PR #10435, opened 2025-01-17
front: migrate to i18next-http-backend

emersion:
i18next-xhr-backend uses the old XMLHttpRequest API, so it has been deprecated and replaced with a fetch()-based implementation: https://github.com/i18next/i18next-xhr-backend?tab=readme-ov-file#deprecated


SharglutDev (approved):

Akctarus (approved):
tested, LGTM !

*-*-*

**WHAT YOU HAVE TO DO:**
Top to bottom, transcribe every line above exactly.

**ANSWER TO THIS EXERCISE:**
PR #10435, opened 2025-01-17
front: migrate to i18next-http-backend

emersion:
i18next-xhr-backend uses the old XMLHttpRequest API, so it has been deprecated and replaced with a fetch()-based implementation: https://github.com/i18next/i18next-xhr-backend?tab=readme-ov-file#deprecated


SharglutDev (approved):

Akctarus (approved):
tested, LGTM !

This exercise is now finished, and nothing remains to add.